Пир попрошаек

22
18
20
22
24
26
28
30

Лайам отметил вскользь, что ярость эдила остыла. Теперь в голосе Кессиаса слышался лишь обычный настороженный интерес. Но восстанавливать добрые отношения было некогда, и он пытался полностью сосредоточиться на новой проблеме. Он знал, если сейчас начать разъяснять что-то Кессиасу, то толку никакого не будет, а конфликт может разгореться опять.

Лайам ограничился тем, что повторил свою просьбу. Старуха пожала плечами.

— Могу, если вам это нужно, — сказала она, будто ей самой было все безразлично.

Она вытянула правую руку и медленно раскрыла ладонь, явив взорам мужчин маленький шарик чистого голубого пламени, он парил в дюйме от раскрытой ладони. Матушка Джеф сложила ладонь чашей и повернула вниз, от ее руки отделилось светящееся кольцо и поплыло по воздуху, расширяясь.

Лайам уже видел это — в покойницкой, под зданием герцогского суда, — и все равно он вздрогнул и затаил дыхание, когда мерцающее голубое облако окутало его талию и двинулось дальше, к Кессиасу. Он слышал, как ахнул эдил, а потом голубое сияние заполнило весь нижний объем угрюмого закоулка. Теперь все присутствующие словно погрузились по пояс в колодец, наполненный голубоватой водой. Лайам заметил, что возле каменных стен верхняя плоскость свечения даже чуть загибается кверху, как кромка настоящей воды.

— Это не так-то просто, — пробормотала ведьма. Губы ее недовольно дернулись, она осторожно похлопала ладонью по мерцающей плоскости, заставляя ее опуститься ниже.

В покойницкой мертвецы возлежали на каменных плитах одинаковой высоты, и поле свечения оставалось везде равномерным. Теперь же голубоватая плоскость изогнулась волной и заскользила к земле, словно легкая шелковая простыня, набрасываемая на ложе. Сияние окутало голову нищего, лежавшего у стены, сложилось складками и прогнулось, чтобы дотянуться до губ двух других мертвецов — и того, что лежал лицом кверху, и того, что лежал лицом книзу. Под ногами стоящих словно образовалась фосфоресцирующая рельефная карта — с причудливыми холмами и извилистыми долинами, в обводах которых угадывались людские фигуры.

Но этот жуткий рельеф оставался недвижным. Ни одного язычка голубого пламени так и не вырвалось из искалеченных уст.

Матушка Джеф сжала ладонь в кулак, и голубое свечение растаяло, словно туман. Внезапно стало темно, свет двух фонарей не мог восполнить потери. Ведьма откашлялась, выжидательно глядя на Лайама.

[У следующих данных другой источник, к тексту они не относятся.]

PR #173, opened 2017-03-06
changed name to have dashes instead of underscores

### LINKED ISSUE #172: NLU service name is wrong in the sdk
The NLU service name is serperated by dashses and not underscores.

kognate:
The NLU name has dash seperators.

Fixes #172


kognate:
Ignore this.  This was an error.

PR #177, opened 2017-03-20
[Do Not Merge] Very premilinary websockets

### LINKED ISSUE #12: Switch Speech to Text to use WebSockets
HI @daniel-bolanos I was thinking we can provide support for WebSockets in the sdk by adding an existing library and handling the authorization using the authorization service. 
What do you think?

We should:
- [x] Find a websocket library
- [x] Design a listener/observer pattern to model websockets

kognate:
This uses autobahn to support websockets.  This
needs a ton of review.  It works on my machine, but
I'm not super confident about it and it doesn't
have any tests yet.

Fixes #12


watson_developer_cloud/speech_to_text_v1.py
```diff
@@ -18,10 +18,79 @@
...
 import json
-
+import base64
+
+from autobahn.twisted.websocket import WebSocketClientFactory,\
+    WebSocketClientProtocol, connectWS
+from twisted.internet import ssl, reactor
+
+
+class STTWebsocketClientProtocol(WebSocketClientProtocol):
```
germanattanasio: `SpeechToTextWebSocketClientProtocol`

watson_developer_cloud/speech_to_text_v1.py
```diff
@@ -18,10 +18,79 @@
...
+            json_payload = json.loads(payload)
+            try:
+                self.messageCallback(json_payload)
+            except AttributeError:
+                # if we don't have a message callback, don't worry about it
+                pass
+            if 'results' in json_payload:
+                if len(json_payload['results']) > 0:
+                    if 'final' in json_payload['results'][0]:
+                        if json_payload['results'][0]['final']:
```
germanattanasio: I don't think we want to close the `WebSocket` when`final=true`. The user can send more audio and final just means that the server won't go back to the sentence and change it.

watson_developer_cloud/speech_to_text_v1.py
```diff
@@ -18,10 +18,79 @@
...
+                            # if we're final, close it up
+                            self.sendClose(1000)
+
+    def onClose(self, wasClean, code, reason):
+        reactor.stop()
+
+class STTInterfaceFactory(WebSocketClientFactory):
```
germanattanasio: `content_callback` needs to handle different messages:
 * onClose()
 * onConnected()
 * onListening()
 * onError()
 * onMessage() <- this is already implemented

watson_developer_cloud/speech_to_text_v1.py
```diff
@@ -61,6 +130,64 @@ def recognize(self, audio, content_type, continuous=False, model=None,
                             data=audio, params=params,
                             stream=True, accept_json=True)
 
+    def recognize_ws(self, audio, content_type,
```
germanattanasio: We should return an object with a `close()` method so that the user can close the WS

germanattanasio:
Here is an example of streaming https://github.com/crossbario/autobahn-python/tree/master/examples/twisted/websocket/streaming#streaming-processing

watson_developer_cloud/speech_to_text_v1.py
kognate: OK

watson_developer_cloud/speech_to_text_v1.py
kognate: Not closing it puts the code into a strange situation because of the twisted reactor.

watson_developer_cloud/speech_to_text_v1.py
kognate: ok

watson_developer_cloud/speech_to_text_v1.py
kognate: I'll have to look into this.  I think this will cause the reactor to leak out of the class.  Currently, it's entirely encapsulated.

jsstylos: In the Node SDK this is called `create_recognize_stream` (well, in camelCase).

kognate: ok, will change that.

kognate:
@germanattanasio yeah, I looked at those streaming examples.  The producer found in the twisted FileSender conforms to that api but I couldn't get it to do what I wanted.

watson_developer_cloud/speech_to_text_v1.py
germanattanasio: You should close it when there is no more data to be sent.

kognate:
Data is recieved after the last byte is sent, so I can't close then.

On Mon, Mar 20, 2017, 1:28 PM German Attanasio <notifications@github.com>
wrote:

*@germanattanasio* commented on this pull request.
------------------------------

In watson_developer_cloud/speech_to_text_v1.py
<https://github.com/watson-developer-cloud/python-sdk/pull/177#discussion_r106964429>
:

> +                    self.sendMessage(json.dumps({'action': 'stop'}).encode('utf-8'))
+                    break
+                self.sendMessage(buf, isBinary=True)
+
+    def onMessage(self, payload, is_binary):
+        if not is_binary:
+            json_payload = json.loads(payload)
+            try:
+                self.messageCallback(json_payload)
+            except AttributeError:
+                # if we don't have a message callback, don't worry about it
+                pass
+            if 'results' in json_payload:
+                if len(json_payload['results']) > 0:
+                    if 'final' in json_payload['results'][0]:
+                        if json_payload['results'][0]['final']:

You should close it when there is no more data to be sent.

—
You are receiving this because you authored the thread.
Reply to this email directly, view it on GitHub
<https://github.com/watson-developer-cloud/python-sdk/pull/177#discussion_r106964429>,
or mute the thread

kognate:
@germanattanasio I think I've address all of your comments.  I'm still not happy with the twisted stuff, but it works on python 2.7 - 3.6

requirements.txt
```diff
@@ -1,3 +1,7 @@
 requests>=2.0,<3.0
 pysolr>=3.3,<4.0
 argparse>=1.3.0
+autobahn>=0.10.9
+Twisted>=13.2.0
+pyopenssl
```
germanattanasio: which version?

requirements.txt
```diff
@@ -1,3 +1,7 @@
...
+service-identity
```
germanattanasio: which version?

watson_developer_cloud/speech_to_text_v1.py
```diff
@@ -18,10 +18,133 @@
...
+class AudioFileProducer:
+    def __init__(self, proto):
+        self.proto = proto
+        self.started = False
+        self.paused = False
+        self.filedata = proto.filedatasource.pop()
+        self.fileobj = open(self.filedata.file_name, 'rb')
+        self.proto.metadata = self.filedata.file_metadata
+
+    def pauseProducing(self):
```
germanattanasio: should be `snake_case` and probably just `pause` since you will call the variable `producer` you can say

`producer.pause()`

watson_developer_cloud/speech_to_text_v1.py
```diff
@@ -18,10 +18,133 @@
...
+        self.paused = True
+
+    def resumeProducing(self):
```
germanattanasio: `snake_case`

watson_developer_cloud/speech_to_text_v1.py
```diff
@@ -18,10 +18,133 @@
...
+
+        while not self.paused:
+            buf = self.fileobj.read(1024)
+            if not buf:
+                as_json = json.dumps({"action": "stop"}).encode('utf-8')
+                self.proto.sendMessage(as_json, False)
+                break
+            self.proto.sendMessage(buf, True)
+
+    def stopProducing(self):
```
germanattanasio: `snake_case`

watson_developer_cloud/speech_to_text_v1.py
```diff
@@ -18,10 +18,133 @@
...
+
+class StreamingSpeechToTextProtocol(WebSocketClientProtocol):
+    filedatasource = deque()
+    params = {}
+    factory = None
+    ssl_context_factory = None
+    connects = 0
+
+    @classmethod
+    def buildFactory(cls, url, headers, params):
```
germanattanasio: `snake_case`

watson_developer_cloud/speech_to_text_v1.py
```diff
@@ -18,10 +18,133 @@
...
+    @classmethod
+    def start(cls):
+        reactor.run()
+
+    @classmethod
+    def stop(cls):
+        reactor.stop()
+
+    @classmethod
+    def addContentType(cls, content_type):
```
germanattanasio: `snake_case`

germanattanasio:
In the notebook the point (7) has code that's not indented

watson_developer_cloud/speech_to_text_v1.py
kognate: This is an interface I'm extending so the name is not changeable.

watson_developer_cloud/speech_to_text_v1.py
kognate: Same as above,  this is conforming to someone else's api

watson_developer_cloud/speech_to_text_v1.py
kognate: someone else's api

watson_developer_cloud/speech_to_text_v1.py
kognate: ok,  this code isn't part of someone elses api,  however, my argument is that since it has other camelCase methods that the methods of this class should all be consistent.

watson_developer_cloud/speech_to_text_v1.py
kognate: Same as above:  ok, this code isn't part of someone elses api, however, my argument is that since it has other camelCase methods that the methods of this class should all be consistent.

germanattanasio:
@kognate can you write the code that users will have to write to use this functionality?

I'm interested in:
 1. How the user sends the parameters
 1. How the user gets the `on_connection` message
 1. How the user gets the `on_listening` message
 1. How would it look when we want to send a stream of data
 1. How the user close the WebSocket connection
 1. How the user gets the `on_message` interim or final result 


I only need  1 example showcasing all the items above.

PR #178, opened 2017-03-21
Updates pending release of 0.25.2

kognate:
_2017-03-21_

* Fixed: Speech to text supports customization_id
* Fixed: Discovery now can create free instances


germanattanasio:
version should be updated with `bumpversion` 😋

PR #183, opened 2017-03-30
Adding better unicode support for Python 3

jsstylos:
Creating a pull request to get others to look at and test this before it's added. @kognate


jsstylos:
Looks like there are some issues on Python 3.3-3.5... I'll have to investigate more.

PR #189, opened 2017-04-04
Adds pyOpenSSL as a requirement

### LINKED ISSUE #188: Issue parsing new url to conversation_v1.py
We're using the Watson services in Frankfurt, Germany. The WCS in Germany has another gateway url. So we tried to parse a new url to the conversation_v1.py using url=https://gateway-fra.watsonplatform.net/conversation/api'. But we're always getting the following error. We are using Python 2.7.11.

Traceback (most recent call last):
  File "examples/flowtest.py", line 45, in <module>
    results = ft.runFlowTest(workspace_id=workspace_id, flow=flow, show_progress=True)
  File "/Users/yanick/Documents/conversation-test-suite-master-welcoming/ConversationTestKit/flowtest_v1.py", line 131, in runFlowTest
    r = self.ctk.message(workspace_id=workspace_id, message_input=payload, context=context)
  File "/Library/Python/2.7/site-packages/watson_developer_cloud/conversation_v1.py", line 181, in message
    json=data, accept_json=True)
  File "/Library/Python/2.7/site-packages/watson_developer_cloud/watson_developer_cloud_service.py", line 298, in request
    **kwargs)
  File "/Library/Python/2.7/site-packages/requests/api.py", line 56, in request
    return session.request(method=method, url=url, **kwargs)
  File "/Library/Python/2.7/site-packages/requests/sessions.py", line 488, in request
    resp = self.send(prep, **send_kwargs)
  File "/Library/Python/2.7/site-packages/requests/sessions.py", line 609, in send
    r = adapter.send(request, **kwargs)
  File "/Library/Python/2.7/site-packages/requests/adapters.py", line 497, in send
    raise SSLError(e, request=request)
requests.exceptions.SSLError: EOF occurred in violation of protocol (_ssl.c:590)

kognate:
This is added to address a bug in some users
OpenSSL.  Fixes #188


jsstylos:
Should this be in the `install_require` section of `setup.py` as well? Should it be a conditional requirement based on Python version?

kognate:
It should be in the `setup.py` but I don't think it should be conditional.  pyOpenSSL is probably required for all versions up to 3.5 and maybe beyond to solve this problem.

jsstylos:
Are we sure this is always a requirement? On my Mac, none of my pyenv environments have pyopenssl, including Python versions 2.7.12 and 3.5.0. Is it only on certain OSes?

kognate:
it's apparently a mac specific issue with accessing endpoints outside of US South.

PyOpenSSL is a pretty thin wrapper around system libs, and calls them if they exist.  

I've tried the code that breaks on MacOS on linux (Xenial, python 2.7) and it works just fine.  But on the mac,  it's reproducible (https://gist.github.com/kognate/4088374a65a93fb491789790c9ef0433).

jsstylos:
Huh, weird. I guess it's easy enough to just always require it. It would be nice to know why the non-us-south connections require it and us-south doesn't.

PR #340, opened 2018-01-02
Set http client config as a separate method

ehdsouza:
based on the review comments in https://github.com/watson-developer-cloud/python-sdk/pull/328/files, we would want a method to set the client http configs so that no changes in the generator are needed


breathe:
@ehdsouza Any idea when this will make it into a public release?  I'm not finding this functionality in 1.0.2.

germanattanasio:
@breathe Friday Feb 2nd

PR #394, opened 2018-03-07
Regenerate visual recognition

ehdsouza:


germanattanasio:
@ehdsouza we need to make sure we move all the fixes to pylint to the generator so that p

PR #398, opened 2018-03-08
Merge next to develop prior to 1.1.0 release

germanattanasio:
Changelog: https://github.com/watson-developer-cloud/python-sdk/wiki/Changelog#version-110


watson_developer_cloud/__init__.py
```diff
@@ -16,24 +17,17 @@
 from .watson_service import WatsonException
 from .watson_service import WatsonApiException
 from .watson_service import WatsonInvalidArgument
-from .alchemy_data_news_v1 import AlchemyDataNewsV1
-from .alchemy_language_v1 import AlchemyLanguageV1
-from .alchemy_vision_v1 import AlchemyVisionV1
```
ammardodin: Instead of completely removing these, we should use deprecation messages like we do the `node-sdk` so that users who try to instantiate those classes get a deprecation message instead of just an error.

ehdsouza: For this we will have to add the class files back and add the deprecation warnings in the class files

germanattanasio:
@ammardodin I was talking to Erika and there is no easy way to do this without adding back the deprecated files

Issue #410, opened 2018-03-16
conversation client .message() fails due to check for conversation_id


scottdangelo:
#### Expected behavior
Check in:
`watson_developer_cloud/conversation_v1.py", line 1716, in _from_dict` should pass

#### Actual behavior
This throws an exception because it is accessing the `conversation_id` field without using 
`['context']['conversation_id']`

#### Steps to reproduce the problem
use the .message() API with a message consisting of:
```
{'intents': [], 'entities': [], 'input': {}, 'output': {'text': ['Hello! and Welcome to Watson Online Store.'], 'nodes_visited': ['Welcome'], 'log_messages': []}, 'context': {'conversation_id': 'c1dfce32-3e10-446a-8bd5-8455f8ebe24e', 'system': {'dialog_stack': [{'dialog_node': 'Welcome'}], 'dialog_turn_counter': 1, 'dialog_request_counter': 1, '_node_output_map': {'Welcome': [0]}}, 'get_input': 'yes', 'input_text': '', 'shopping_cart': 'list'}, 'type': 'customer', 'email': 'scott.dangelo@ibm.com', 'first_name': 'Scott', 'last_name': 'DAngelo', 'shopping_cart': []}
```

#### python sdk version
Current version, but there is no `latest_version`
#### python version
Python 3.6.4

scottdangelo:
More details here:
https://github.com/IBM/watson-online-store/issues/134

scottdangelo:
Disregard.
The real issue is in our app, fixed here:
`https://github.com/IBM/watson-online-store/pull/135`

ehdsouza:
@scottdangelo , there was a problem in the swagger, check https://github.ibm.com/Watson/developer-cloud--api-explorer/pull/366#event-22362980

I have regenerated conversation and assistant:
PR: https://github.com/watson-developer-cloud/python-sdk/pull/413
PR: https://github.com/watson-developer-cloud/python-sdk/pull/414

scottdangelo:
Thanks. Yes, that PR #413 looks like it would fix our issue.
Thanks for getting back to me on this.

PR #411, opened 2018-03-16
Use nested dict to access `conversation_id`.

scottdangelo:
The checks for `conversation_id` in:
`watson_developer_cloud/conversation_v1.py", line 1716, in _from_dict"`
Fails because it is a nested dictionary within a dictionary.
We must access the `conversation_id` field via:
`['context']['conversation_id']`

Closes: #410

### DIFF
--- a/watson_developer_cloud/conversation_v1.py
+++ b/watson_developer_cloud/conversation_v1.py
@@ -1708,16 +1708,16 @@ class Context(object):
         """Initialize a Context object from a json dictionary."""
         args = {}
         xtra = _dict.copy()
-        if 'conversation_id' in _dict:
-            args['conversation_id'] = _dict['conversation_id']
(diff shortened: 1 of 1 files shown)


ehdsouza:
@scottdangelo is this valid?

scottdangelo:
No, I think we need to fix it in our app.
But....the previous version of the SDK allowed us to send the entire message, with ['context']['conversation_id'] nested within and no failure.
Now, the new SDK checks for 'conversation_id', but requires the 'context' to be stripped out of the message.
It would be nice if we could still just sent the entire JSON blob, like we used to.
I'm guessing that a POST to the Service endpoint can operate on the full message? Without sending context as a parameter to the SDK message() call?
Anyway, I'll close this for now. I'll get back to this Monday if we discover anything new.
Thanks.

PR #423, opened 2018-03-27
Classify multiple lines of text

gfoster1:
As a user I want to classify multiple lines of text in one api call.


ehdsouza:
Hi @gfoster1,

Really appreciate your effort and time in this PR. Currently, we automatically generate the methods using swagger which generate input/ output as models. I created a PR: https://github.com/watson-developer-cloud/python-sdk/pull/424 and used your unit test example.

Thank you once again!

PR #427, opened 2018-03-29
feat(core_ml): Add get_core_ml_model in VR

ehdsouza:


germanattanasio:
@ehdsouza you need to find why you can't deploy the library to pip. Make sure you update the CHANGELOG too

PR #434, opened 2018-04-05
:fix (VR): bug fixes in VR

ehdsouza:
1) Added a comment for example of stt using websockets where only initial recording is allowed
2) VR changes to take the new way of taking params
3) Commented core-ml example as it downloads a file


germanattanasio:
@ehdsouza make sure the sdk generation takes this into account and generates the `isInstance()`

PR #438, opened 2018-04-10
Uniform request handling

justinas-vd:
This patch returns the response object. The motivation for this patch is that I use the response object from the self.request.

I use it because I perform asynchronous requests (by overriding the request method in a manner like this):

```Python
def make_async_service(watson_service):
    "Override the request method, so that it acts nicer within the async environment."
    watson_service.request = types.MethodType(async_request, watson_service)
    watson_service._tls = threading.local()
    return watson_service
```

Everything works except for the `delete_classifier` function because for some arbitrary reason it returns `None` instead  of the response. This is an API bug.

### DIFF
--- a/watson_developer_cloud/natural_language_classifier_v1.py
+++ b/watson_developer_cloud/natural_language_classifier_v1.py
@@ -218,9 +218,9 @@ class NaturalLanguageClassifierV1(WatsonService):
             headers.update(kwargs.get('headers'))
         url = '/v1/classifiers/{0}'.format(
             *self._encode_path_vars(classifier_id))
-        self.request(
+        response = self.request(
             method='DELETE', url=url, headers=headers, accept_json=True)
-        return None
+        return response
 
     def get_classifier(self, classifier_id, **kwargs):
         """


germanattanasio:
@justinas-vd Thanks for the PR! It looks good but I don't think we want to expose the request response.
I'm interested in your use case and the fact that you need to support asynchronous requests. Can you please elaborate on that?

BTW: The support for asynchronous requests in the Java SDK started from a user request like this

justinas-vd:
Not exposing the request response simply forces me to duplicate the code in the `delete_classifier` fn. Returning `None` in that context does not have any objective benefit – neither it makes the API more secure, nor is it cheaper. 

As for the asynchronous requests, it's a bit more complex in Python than in Java, because Java has a clearly defined standard async API. Python is a bit more eclectic, which is both a blessing and a curse.
What I did, though, I simply wrote `async_request` function. A working example implemented using aiohttp would look like this

```Python
async def perform_async_request(watson_service, request_func):
    "Use cached session in `watson_service` to perform a request."
    # Use cached sessions whenever possible
    # pylint: disable=bare-except
    try:
        session = watson_service._tls.client_session[-1].get_session()
    except:
        async with aiohttp.ClientSession(cookies=watson_service.jar) as session:
            return await request_func(session)
    else:
        return await request_func(session)

# pylint: disable=too-many-arguments
async def async_request(self, method, url, accept_json=False, headers=None,
                        params=None, json=None, data=None, files=None, **kwargs):
    """
    This is an async implementation of watson_developer_cloud_service.request method,
    so that it better meshes with the general aiohttp usage scenario. We don't want
    our requests to Watson to be blocking.
    """

    full_url = self.url + url

    input_headers = _remove_null_values(headers) if headers else {}

    headers = CaseInsensitiveDict(self.user_agent_header)
    if self.default_headers is not None:
        headers.update(self.default_headers)
    if accept_json:
        headers['accept'] = 'application/json'
    headers.update(input_headers)

    # Remove keys with None values
    params = _remove_null_values(params)
    params = _cleanup_param_values(params)
    json = _remove_null_values(json)
    data = _remove_null_values(data)
    files = _remove_null_values(files)

    if sys.version_info >= (3, 0) and isinstance(data, str):
        data = data.encode('utf-8')

    # Support versions of requests older than 2.4.2 without the json input
    if not data and json is not None:
        data = json_import.dumps(json)
        headers.update({'content-type': 'application/json'})

    # Handle multipart form data
    elif files:
        if isinstance(data, str):
            raise ValueError("Data must not be a string.")

        form = aiohttp.FormData()

        # Data can only be 1-level dictionary there.
        # It cannot contain nested dictionaries.
        form.add_fields(MultiDict(data or {}))

        files = to_key_val_list(files or {})

        # pylint: disable=C0103
        for (k, v) in files:
            # Support for explicit filename
            ft = None
            fh = None
            if isinstance(v, (tuple, list)):
                if len(v) == 2:
                    fn, fp = v
                elif len(v) == 3:
                    fn, fp, ft = v
                else:
                    fn, fp, ft, fh = v
            else:
                fn = guess_filename(v) or k
                fp = v

            form.add_field(k, value=fp, content_type=ft, filename=fn, content_transfer_encoding=fh)

        data = form


    auth = None
    if self.username and self.password:
        auth = aiohttp.BasicAuth(self.username, self.password, encoding='utf-8')
    if self.api_key is not None:
        if params is None:
            params = {}
        if full_url.startswith(
                'https://gateway-a.watsonplatform.net/calls'):
            params['apikey'] = self.api_key
        else:
            params['api_key'] = self.api_key

    async def _session_request(session):
        async with session.request(method=method, url=full_url,
                                   auth=auth,
                                   headers=headers,
                                   params=params, data=data,
                                   **kwargs) as response:

            if 200 <= response.status <= 299:
                if accept_json:
                    response_json = await response.json(encoding='utf-8')
                    if 'status' in response_json and response_json['status'] \
                            == 'ERROR':
                        status_code = 400
                        error_message = 'Unknown error'

                        if 'statusInfo' in response_json:
                            error_message = response_json['statusInfo']
                        if error_message == 'invalid-api-key':
                            status_code = 401
                        raise WatsonApiException(status_code, error_message)
                    return response_json
                return await convert_to_requests_response(response)
            else:
                # Intentionally convert response type here, so that it is easier to
                # plug-in the original error handling code here.
                response = await convert_to_requests_response(response)
                raisable_exception_type = WatsonApiException
                if response.status_code == 401:
                    error_message = 'Unauthorized: Access is denied due to ' \
                                    'invalid credentials'
                else:
                    if response.status_code == 404:
                        raisable_exception_type = WatsonServiceNotFoundException
                    error_message = self._get_error_message(response)
                error_info = self._get_error_info(response)
                raise raisable_exception_type(response.status_code, error_message,
                                              error_info)

    return await perform_async_request(self, _session_request)

def make_async_service(watson_service):
    "Override the request method, so that it acts nicer within the async environment."
    watson_service.request = types.MethodType(async_request, watson_service)
    watson_service._tls = threading.local()
    return watson_service
```

This function works almost the same as self.request, except it is asyncronous. In order to get the result you need to `await` the request. For the most part this kind of injection works wonderfully for both NLC and conversation (I didn't try other services), but you need to transparently return the request objects.

I will note, though, that aiohttp is just one of the many async http libraries in Python, so I don't know how much you would like to tie yourself with a concrete http backend. On the other hand, even though my approach is kinda hackish, but it works and in my case I need just-a-wee-bit-help to make me happy all the way.

justinas-vd:
Sure. BTW, just yesterday I also used ToneAnalyzer asynchronously. Worked like a charm, too.

From my point of view, I can't wait until the next major release, so at least don't hinder what works, okay? Please either merge those two lines of code or put them in yourselves.

germanattanasio:
@justinas-vd besides we were returning `None` for the `delete` operation, I don't think we want to return the `requests` response because that will expose our internal implementation.

I was thinking of exposing this functionality without having to expose that we use `requests`

justinas-vd:
This will not expose `requests` per se, since `accept_json=True`. Normally, this would return a JSON response from self.request.

mkistler:
I'm not sure what the problem is here.  It is perfectly valid for an API to return no response -- there is a special status code just for that -- 204 No Content.

Now it is true that in this case the service is returning a 200 and an empty response, but since this is effectively "No Content", the SDK returns "None" to signify that.

If your application requires "some response" -- even if it is empty -- you can accomplish this yourself:
```
>>> response = None
>>> whatIneed = response or {}
>>> whatIneed
{}
>>> 
```

ehdsouza:
I think we would need to support uniform response handling for even the `DELETE` api calls especially if we want to support returning response headers for all the methods.

PR #451, opened 2018-04-17
feat(readme): Update readme with gdpr support

ehdsouza:


watson_developer_cloud/watson_service.py
```diff
@@ -145,15 +145,21 @@ class DetailedResponse(object):
...
+
+    def get_headers(self):
+        return self.headers
+
     def _to_dict(self):
         _dict = {}
-        if hasattr(self, 'response') and self.response is not None:
-            _dict['response'] = self.response
+        if hasattr(self, 'result') and self.result is not None:
+            _dict['result'] = self.result
```
germanattanasio: You need to check if the result can be stringified or not... Maybe it's a stream in which case it won't be stringified.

— Одно, ну два тела, лишенные духа, — это еще куда бы ни шло, но чтобы все три… Это большая странность.

Лайам рассеянно кивнул, глядя на ведьму ничего не видящими глазами. «Значит, моя догадка верна». Он попытался свыкнуться с этим неутешительным выводом и мысленно повторил его несколько раз, потом, тяжело вздохнув, потер ладонями щеки.

— Ну ладно, — сказал он эдилу. — Я должен идти. А вы ступайте на площадь и попытайтесь найти девчонку — ту самую, что ко мне приходила.

Он должен уточнить у Грантайре, верно ли он угадал причину ее беспокойства. Если нет, то нищих в таком случае убили воры. И Лайам предпочел бы узнать об этом, находясь подальше от Кессиаса.

— Если найдете ее, скажите, что мне надо увидеться кое с кем, она все поймет. Матушка Джеф, то тело, которое лежит в вашей покойницкой, — проверьте его тоже.

— Вы думаете, я обнаружу то же, что здесь?

— Вполне вероятно. — Лайам опять повернулся к Кессиасу. — Я приду в казарму, как только смогу. Постарайтесь найти девчонку.

Сказав это, Лайам обошел матушку Джеф и направился ко второму выходу из переулка, потому что дорогу к первому по-прежнему загораживала фигура эдила.

— Ренфорд…

Лайам откликнулся:

— Потом, потом, — и побежал. Фонарь раскачивался в его руке из стороны в сторону. «Ошибаться мне нравится в одиночку!»